Research Article: Characterization of bovine (Bos taurus) imprinted genes from genomic to amino acid attributes by data mining approaches

Date Published: June 6, 2019

Publisher: Public Library of Science

Author(s): Keyvan Karami, Saeed Zerehdaran, Ali Javadmanesh, Mohammad Mahdi Shariati, Hossein Fallahi, Sebastian D. Fugmann.

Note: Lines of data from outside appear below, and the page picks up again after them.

PR #1271, opened 2024-11-17
feat({fetch-sources,package}.sh): allow extract-to syntax for `source`

oklopfer:
## Purpose

Allows us to git rid of/work around `_archive` by explicitly defining the name of the extracted folder

NOTE: `_archive` will be removed entirely in a separate PR

## Approach

- Where before we allowed:
    - `custom-location.zip::git+file://example.com/archive.tar.xz?h=file#branch=master`
- We now allow (in addition):
    - `custom-location.zip@extracted_location::git+file://example.com/archive.tar.xz?h=file#branch=master`
    - `@extracted_location::git+file://example.com/archive.tar.xz?h=file#branch=master`

 Where one can then use `cd extracted_location` instead of `cd ${_archive}` (the variable is internally called `${to_location}`, per source)

For `.git` and non-extractable sources, `${dest}` already performed this function, so `${to_location}` is ignored.

## Progress

- [x] do it
- [x] test it basically
- [x] test it extensively
- [x] figure out how to ensure no conflicts with `dest` and `to_location`

## Checklist

### DIFF
--- a/misc/scripts/fetch-sources.sh
+++ b/misc/scripts/fetch-sources.sh
@@ -32,11 +32,15 @@ source "${SCRIPTDIR}/scripts/build.sh" || {
 
 function parse_source_entry() {
     { ignore_stack=false; set -o pipefail; trap stacktrace ERR RETURN; }
-    unset source_url dest git_branch git_tag git_commit
+    unset source_url dest git_branch git_tag git_commit to_location
     local entry="$1"
     source_url="${entry#*::}"
     dest="${entry%%::*}"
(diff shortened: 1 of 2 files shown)


oklopfer:
To test this one:
1. find a package using `${_archive}`
2. change the `${source[0]}` entry to be `"@${somevariable}::${source[0]}"`
3. change all instances of `${_archive}` to `${somevariable}`

oklopfer:
def has some bugs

Genomic imprinting results in monoallelic expression of genes in mammals and flowering plants. Understanding the function of imprinted genes improves our knowledge of the regulatory processes in the genome. In this study, we have employed classification and clustering algorithms with attribute weighting to specify the unique attributes of both imprinted (monoallelic) and biallelic expressed genes. We have obtained characteristics of 22 known monoallelically expressed (imprinted) and 8 biallelic expressed genes that have been experimentally validated alongside 208 randomly selected genes in bovine (Bos taurus). Attribute weighting methods and various supervised and unsupervised algorithms in machine learning were applied. Unique characteristics were discovered and used to distinguish mono and biallelic expressed genes from each other in bovine. To obtain the accuracy of classification, 10-fold cross-validation with concerning each combination of attribute weighting (feature selection) and machine learning algorithms, was used. Our approach was able to accurately predict mono and biallelic genes using the genomics and proteomics attributes.

Partial Text

Most diploid organisms, including mammalians, receive two copies of each gene from their parents and express both alleles equally in their cells. For normal development, each individual needs to receive both the maternal and paternal genomes. For many genes in mammalian species, both the maternal and paternal alleles are equally expressed. However, the expression of some genes is determined by imprinting, an epigenetic event in which only one of the alleles inherited from one of the parents get silenced and inactivated[1]. Consequently, in a limited group of genes which are imprinted, one of the parental alleles is expressed preferentially [2]. The epigenetic mechanism in the form of imprinting leads to monoallelic expression of some genes depending on parent-of-origin of the allele [3]. Therefore, if the paternal allele of the gene is imprinted, the other allele from the mother would be expressed and vice versa. This results in unequal expression of two alleles of a gene, which is in contrast to Mendelian genetics. The imprinting mechanism in mammalian species is mainly conserved. Genomic imprinting leads to allele-specific gene expression[4, 5]. It has been shown that many human diseases including Prader–Willi syndrome (PWS)[6], Beckwith–Wiedemann syndrome (BWS) [7] and some types of cancer [8, 9] are strongly associated with defective expression in imprinted genes. Large offspring syndrome (LOS) is an example of abnormal imprinting in bovine and ovine that causes abnormally high rates of growth which is phenotypically and epigenetically similar to BWS in human [10]. The conservation pattern between different organisms has greatly facilitated the study of imprinting mechanisms in some human genetic disorders [11]. On the other hand the importance of imprinted genes is increasing, because there are some evidences that imprinting defects are associated with complex disorders like diabetes, obesity, developmental abnormalities and behavioral disorders.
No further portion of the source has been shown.